-- MATERIAL PROVIDED follows --
PR #496, opened 2022-07-28
Range

Dspil:
This PR adds range for slices and arrays.
Slices and arrays have the same behavior regarding range. The general transformation to support that is the following:
Given a simple range loop in gobra:

```
<invariants>
for i, j := range x {
	<body>
}
```
It is transformed into:

```
var i int
var j <type of elements of x>
<invariants>
invariant 0 <= i && i <= len(x)
invariant 0 <= i && i < len(x) ==> j == x[i]
while i < len(x) {
    <body>
    i += 1
    if (i < len(x)) j = x[i]
}
```

The extra invariants are added after the user provided invariants as the second one refers to the expression in range and the user has to have provided an invariant granting access to that before.

In the case where we have a normal assignment `for i, j = range x` and not a short one, the transformation is the same, minus the variable declarations. In this case i and j could be any lvalues.


src/main/scala/viper/gobra/frontend/Desugar.scala
```diff
@@ -1126,6 +1126,174 @@ object Desugar {
...
+              indexLeft <- leftOfAssignmentD(shorts(0))(in.IntT(Addressability.exclusiveVariable))
+              indexVar = in.Assignee.Var(indexLeft)
+              indexSrc = meta(shorts(0))
+              rangeSrc = meta(range)
+              indexAss = singleAss(indexVar, in.IntLit(0)(rangeSrc))(indexSrc)
+              incrIndex = singleAss(indexVar, in.Add(indexLeft, in.IntLit(1)(indexSrc))(indexSrc))(indexSrc)
+
+              rangeExpSrc = meta(range.exp)
+
+              // in go the range expression is only computed once before the iteration begins
```
jcp19, line 1151: In Go, the expression inside range (let's call it `e`) is not necessarily evaluated if `len(e)` is constant (does not contain function calls and channel receives), which is probably meant as an optimization. I think that your solution is fine as long as in Gobra we guarantee that if len(src) is constant then src does not have side effects. Is this the case?

Furthermore, your solution is stricter then what Go allows. E.g., in Go, the following is totally fine:
```go
func main() {
	var x *[3][3]int
	fmt.Println(len(x[0]))
}
```
But your solution rejects it because it forces the evaluation of `x[0]` and `x` is `nil` here. Nonetheless, I am ok with this, as it looks to me that it is bad style to have these "ill-formed" expressions as parts of the program.

src/main/scala/viper/gobra/frontend/Desugar.scala
```diff
@@ -1126,6 +1126,174 @@ object Desugar {
...
+              // we do that by storing it in copiedVar
```
jcp19, line 1152: I would enrich this comment to address at least the fact that the elements you iterate through do not change, even if you reassign to the slice or modify it by appending to it for example

src/main/scala/viper/gobra/frontend/Desugar.scala
```diff
@@ -1126,6 +1126,174 @@ object Desugar {
...
+              // get the length of the expression
+              length = in.Length(copiedVar)(rangeSrc)
+              cond = in.LessCmp(indexLeft, length)(rangeSrc)
+
+              // this invariant states that the index is between 0 and the length of the array/slice (both inclusive)
+              indexBoundsInv = in.ExprAssertion(in.And(
+                in.AtMostCmp(in.IntLit(0)(rangeSrc), indexLeft)(rangeSrc),
+                in.AtMostCmp(indexLeft, length)(rangeSrc))(rangeSrc))(rangeSrc)
+
+              // standard for loop desugaring
```
jcp19, line 1165: how much does this code overlap with the code for standard loops? Would it be possible to factor out their shared functionality in a method?

src/main/scala/viper/gobra/frontend/Desugar.scala
```diff
@@ -1126,6 +1126,174 @@ object Desugar {
...
+                  Vector(copyAss, indexAss) ++ dInvPre ++ dTerPre ++ Vector(
+                    in.While(cond, dInv ++ Vector(indexBoundsInv), dTer, in.Block(Vector(continueLoopLabelProxy),
+                      Vector(dBody, continueLoopLabel, incrIndex) ++ dInvPre ++ dTerPre
+                    )(src))(src), breakLoopLabel
+                  )
+                )(src)
+              }
+            } yield wh))
+
+          case n@PAssForRange(range, ass, spec, body) =>
```
jcp19, line 1219: a similar comment as before applies here - how much of this logic is repeated? would it make sense to refactor this to avoid repetition?

src/main/scala/viper/gobra/frontend/Desugar.scala
```diff
@@ -1126,6 +1126,174 @@ object Desugar {
...
+                in.Block(
+                  Vector(valueLeft.asInstanceOf[in.LocalVar]),
+                  Vector(copyAss, indexAss, valueAss) ++ dInvPre ++ dTerPre ++ Vector(
+                    in.While(cond, dInv ++ Vector(indexBoundsInv, indexValueEq), dTer, in.Block(Vector(continueLoopLabelProxy),
+                      Vector(dBody, continueLoopLabel, incrIndex, updateValue) ++ dInvPre ++ dTerPre
+                    )(src))(src), breakLoopLabel
+                  )
+                )(src)
+              }
+              else {
```
jcp19, line 1206: looks awkward, usually you see `} else {` in the same line

src/main/scala/viper/gobra/frontend/Desugar.scala
```diff
@@ -1126,6 +1126,174 @@ object Desugar {
...
+              continueLabelName = nm.continueLabel(n, info)
+              continueLoopLabelProxy = in.LabelProxy(continueLabelName)(src)
+              continueLoopLabel = in.Label(continueLoopLabelProxy)(src)
+
+              breakLabelName = nm.breakLabel(n, info)
+              breakLoopLabelProxy = in.LabelProxy(breakLabelName)(src)
+              _ <- declare(breakLoopLabelProxy)
+              breakLoopLabel = in.Label(breakLoopLabelProxy)(src)
+
+              wh = if (shorts.length == 2) {
```
jcp19, line 1180: might not be immediately obvious here why we do this case analysis. I would add a very small skeleton of a loop where this case is supposed to apply (in comments) and I would do the same for the `else` case

src/main/scala/viper/gobra/frontend/Desugar.scala
jcp19: Additionally, here you rely on the implicit assumption that the length of `shorts` is either 1 or 2. If for some reason, that assumption is violated (e.g., len(shorts) = 3), the code will still pass instead of reporting what is obviously an erroneous situtaion. Could we add a third case that reports a violation here?

src/main/scala/viper/gobra/frontend/Desugar.scala
```diff
@@ -3329,10 +3497,10 @@ object Desugar {
     }
 
     /** returns the relativeId with the CONTINUE_LABEL_SUFFIX appended */
-    def continueLabel(loop: PForStmt, info: TypeInfo) : String = relativeId(loop, info) + CONTINUE_LABEL_SUFFIX
+    def continueLabel(loop: PNode, info: TypeInfo) : String = relativeId(loop, info) + CONTINUE_LABEL_SUFFIX
```
jcp19, line 3500: why did you make the type of loop so much weaker? is it to be able to deal with range and normal loops? If so, wouldn't it make more sense to have a trait that both types of loops implement, and require this param to be of that trait type?

src/main/scala/viper/gobra/frontend/info/implementation/typing/MiscTyping.scala
```diff
@@ -51,12 +51,12 @@ trait MiscTyping extends BaseTyping { this: TypeInfoImpl =>
...
-      case SliceT(elem) => InternalSingleMulti(elem, InternalTupleT(Vector(IntT(config.typeBounds.Int), elem)))
-      case GhostSliceT(elem) => InternalSingleMulti(elem, InternalTupleT(Vector(IntT(config.typeBounds.Int), elem)))
-      case MapT(key, elem) => InternalSingleMulti(key, InternalTupleT(Vector(key, elem)))
-      case ChannelT(elem, ChannelModus.Recv | ChannelModus.Bi) => elem
+      case ArrayT(_, elem) => InternalTupleT(Vector(IntT(config.typeBounds.Int), elem))
+      case PointerT(ArrayT(_, elem)) => InternalTupleT(Vector(IntT(config.typeBounds.Int), elem))
+      case SliceT(elem) => InternalTupleT(Vector(IntT(config.typeBounds.Int), elem))
+      case GhostSliceT(elem) => InternalTupleT(Vector(IntT(config.typeBounds.Int), elem))
+      case MapT(key, elem) => InternalTupleT(Vector(key, elem))
+      case ChannelT(elem, ChannelModus.Recv | ChannelModus.Bi) => InternalTupleT(Vector(elem))
```
jcp19, line 59: why did you change these types? I think this will just make your life harder

src/main/scala/viper/gobra/frontend/info/implementation/typing/StmtTyping.scala
```diff
@@ -103,14 +104,32 @@ trait StmtTyping extends BaseTyping { this: TypeInfoImpl =>
...
-
-    case n@PAssForRange(exp, lefts, _) =>
-      multiAssignableTo.errors(Vector(miscType(exp)), lefts map exprType)(n) ++
-        lefts.flatMap(t => addressable.errors(t)(t))
+    case _@PShortForRange(range, shorts, _, _) =>
+      if (shorts.forall(pointsToData)) {
+        val typ = miscType(range).asInstanceOf[Type.InternalTupleT]
+        if (shorts.length > 0 && shorts.length <= typ.ts.length) {
+          if (typ.ts.take(shorts.length).zip(shorts map idType).forall(assignableTo))
+            noMessages
```
jcp19, line 112: couldn't you use `multiAssignableTo` here?

src/main/scala/viper/gobra/frontend/info/implementation/typing/StmtTyping.scala
```diff
@@ -103,14 +104,32 @@ trait StmtTyping extends BaseTyping { this: TypeInfoImpl =>
...
+          else error(range, "Can not assign range types to identifiers")
+        }
+        else error(range.exp, "Wrong number of identifiers for range")
+      }
+      else error(range.exp, s"at least one assignee in $shorts points to a type")
```
jcp19, line 117: what is this supposed to mean?

src/main/scala/viper/gobra/frontend/info/implementation/typing/StmtTyping.scala
jcp19: also, instead of returning all these errors explicitly, you could probably just return the errors found in multiAssignableTo (usually, the idiom that you see in code is `multiAssignableTo.errors(???, ???)(???)`)

src/main/scala/viper/gobra/frontend/info/implementation/typing/StmtTyping.scala
```diff
@@ -103,14 +104,32 @@ trait StmtTyping extends BaseTyping { this: TypeInfoImpl =>
...
+      })
+      val typ = miscType(range).asInstanceOf[Type.InternalTupleT]
+      if (ass.length > 0 && ass.length <= typ.ts.length) {
+        if (typ.ts.take(ass.length).zip(typs).forall(assignableTo))
+          noMessages
+        else error(range, "Can not assign range types to identifiers")
+      }
+      else error(range.exp, "Wrong number of identifiers for range") ++
+      ass.flatMap(a => assignable.errors(a)(a))
+    }
```
jcp19, line 132: same here

src/main/scala/viper/gobra/frontend/Desugar.scala
Dspil: it is about 10 lines of code consisting of handling the break label, the continue label and the invariant and termination measure desugaring. I didn't extract this into a separate method because it seemed that it does many distinct and not complete stuff (since it does not generate the viper while) and it is not that big of a chunk of code.

src/main/scala/viper/gobra/frontend/Desugar.scala
Dspil: The logic is the same, but now instead of a vector of PIdnUnk objects that I have to create variables from I have a bunch of lvalues so the way they are handled is different. I am not aware of a smart way to handle them identically.

src/main/scala/viper/gobra/frontend/Desugar.scala
Dspil: I didn't include it because I have handled that case in the type checker. Is there a situation where I shouldn't depend on the type checker to catch that case?

src/main/scala/viper/gobra/frontend/Desugar.scala
Dspil: Fixed for the functions continueLabel and breakLabel, left it as is for relativeId since it is used by outline too and it seems like something generally useful

src/main/scala/viper/gobra/frontend/info/implementation/typing/MiscTyping.scala
Dspil: Initially I tried to use multiAssignableTo but in the case where I have one identifier, that tried to assign the whole tuple returned by the range expression. I just wanted to easily extract as many elements as I want to account easily for that case.

src/main/scala/viper/gobra/frontend/info/implementation/typing/StmtTyping.scala
Dspil: It was there before I started altering the type checking and I thought it was needed, after further inspection it is not, removed.

src/main/scala/viper/gobra/reporting/VerifierError.scala
```diff
@@ -266,6 +266,11 @@ case class ChannelMakePreconditionError(info: Source.Verifier.Info) extends Veri
   override def localMessage: String = s"The provided length to ${info.origin.tag.trim} might be negative"
 }
 
+case class RangeVariableMightNotExistError(info: Source.Verifier.Info)(varName: String, rangeExpr: String) extends VerificationError {
+  override def localId: String = "range_variable_might_not_exist"
+  override def localMessage: String = s"Range variable '$varName' might not exist if the length of expression '$rangeExpr' is 0"
```
jcp19, line 271:
```suggestion
  override def localMessage: String = s"Range variable '$varName' might not have been declared because the length of the expression '$rangeExpr' might be 0"
```

src/test/resources/regressions/features/loops/range-fail2.gobra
-- MATERIAL PROVIDED concluded --
▶ PROBLEM REQUIREMENTS
Reply with the count alone: how many lines of the records contain the string "just"?

▶ EXERCISE RESULT
3